Все невольно посмотрели на шканцы, где виднелась белая сверкающая фигура Стивы Бобрина. Свищ, поощренный вниманием, продолжал:

— Иду я, братцы, вчера по какому-то там стриту, мету клешем по панели. Со мной Коська Бураков увязался, тот, что наколки делает, артист, художник. Зашли в кеб. Взяли по кружке темного. Потом еще. Мне хватит и двух для развлечения, а Коська так и присосался к третьей, как телок к вымю, ну а мне пива мало, общество надо, женское общество. Были там две Мери, да, как я вам сказал, — вобла воблой, да еще одна без зубов. Ну и, хватив джину, вышел я на мостовую, прошелся слегка, смотрю, магазинчик, а в окне перчатки. Заглянул я в стекло и вижу, братцы, вашего гардемарина и такую красотку, что ради нее все капиталы отдашь и не пожалеешь. Белобрысенький эдак перчатку меряет, а сам ее прямо ест глазом, зараза.

— А она? — спросил Зуйков.

— Она что? Сначала на него щерилась, а потом, как меня увидала, так и впилась, глазищи — во. Ну, прямо млеет девка. Бери и завертывай в бумажку.

— Завернул? — спросил Феклин.

— Сегодня будет дело. Кто, братцы, одолжит полфунта?

— Бог подаст, — сказал боцман.

Матросы дружно засмеялись.

Свищ, криво усмехнувшись, обратился к Брюшкову:

— Выручай, Назар, процент положу больше прежнего!

— Ты сначала два отдай и проценты.

— Отдам, ростовщик несчастный. Ну?!

— Не проси.

— Эх, мелкий вы народ, копеешный, нету у вас этого… самого… морского перцу.

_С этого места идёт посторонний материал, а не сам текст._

PR #338, opened 2023-12-12
Handle `Optional` and more complex types in operator signatures

davidselassie:
Fede found that the `@operator` decorator barfed on having an argument
that was `x: Optional[Dict[str, str]]`. This was because we weren't
properly delineating between what was an "annotation" (which is the
thing after the `x: ` and could be anything) and a "type" (like a
Python type). Remember this unfortunate fact:

```
In [54]: type(Stream)
Out[54]: type

In [55]: type(Stream[int])
Out[55]: typing._GenericAlias
```

Python plops whatever value is the annotation. It might be an actual
`type`, but it also might be the value that represents a generic type
or a "generic alias". The latter is not actually part of the class
hierarchy, so we have to handle it via special casing:

```
In [56]: issubclass(Stream, Stream)
Out[56]: True

In [57]: issubclass(Stream[int], Stream)
---------------------------------------------------------------------------
TypeError                                 Traceback (most recent call last)
Cell In[57], line 1
----> 1 issubclass(Stream[int], Stream)

TypeError: issubclass() arg 1 must be a class
```

Instead of trying to "normalize" the annotations into types right
away, instead I keep all the annotations as `Any` and add a
`_anno_to_typ` function which tries to determine the type and handles
the special case of the generic aliases.

Then adds the extra branches when we're building up the operator
dataclass definition to handle when that function can't determine the
type. Handling that last case is what actually fixes the bug Fede
found.

In general it is more rigorously correct to build up the operator
dataclass definition using annotations, not the "origin types" since
those lose the generics information.

Two other tiny things:

- Uses `TypeAlias` for `KeyedStream` which is recommended
- Removes unused `_rec_subclasses`

### DIFF
--- a/pysrc/bytewax/dataflow.py
+++ b/pysrc/bytewax/dataflow.py
@@ -19,6 +19,7 @@ from typing import (
     Generic,
     Iterable,
     List,
+    Optional,
     Protocol,
     Type,
     TypeVar,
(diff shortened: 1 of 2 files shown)


Psykopear (approved):
Looks good to me! As soon as this is merged, I'll rebase the kafka connector PR on top of this

PR #341, opened 2023-12-14
`flat_map_batch` operator

davidselassie:
After hearing about the use cases for being able to access the Timely
runtime batches from Bytewax operators, I thought I'd prototype up a
little `flat_map_batch` operator.

It takes a list of the current batch of items on this activation, and
let's you return a list of as many items to emit downstream as you
want.

I then defined `flat_map` in terms of `flat_map_batch`. Easy, works.

Then I was curious if defining `map` in terms of `flat_map_batch`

— Иди к своим анархистам, — посоветовал Феклин, — им денег не надо, вот и дадут.

— Не дадут, гады. Не дозрели еще до полной свободы от капиталу, да ладно, пойду в картишки перекинусь, может, повезет.

Боцман пригрозил:

— Смотри, вещи проиграешь, в канатный ящик посажу.

— Эх! — Свищ махнул рукой. — Что канатный ящик против ее всей фигуры и расчудесных глаз!.. Прощай, орлиное племя! — Он пошел по палубе, вихляясь всем телом.

После ухода Свища несколько минут на баке говорили о нем как о пустом, никчемном человеке. Павел Петрович заключил:

— Одним словом, морская вошь — не боле. — И вернул аудиторию на серьезные рельсы, сказав:

— Учения как будто прошли по всей форме.

Матросы стали живо обсуждать учения и все-таки ухитрялись вставлять словцо о доме, земле, новых порядках.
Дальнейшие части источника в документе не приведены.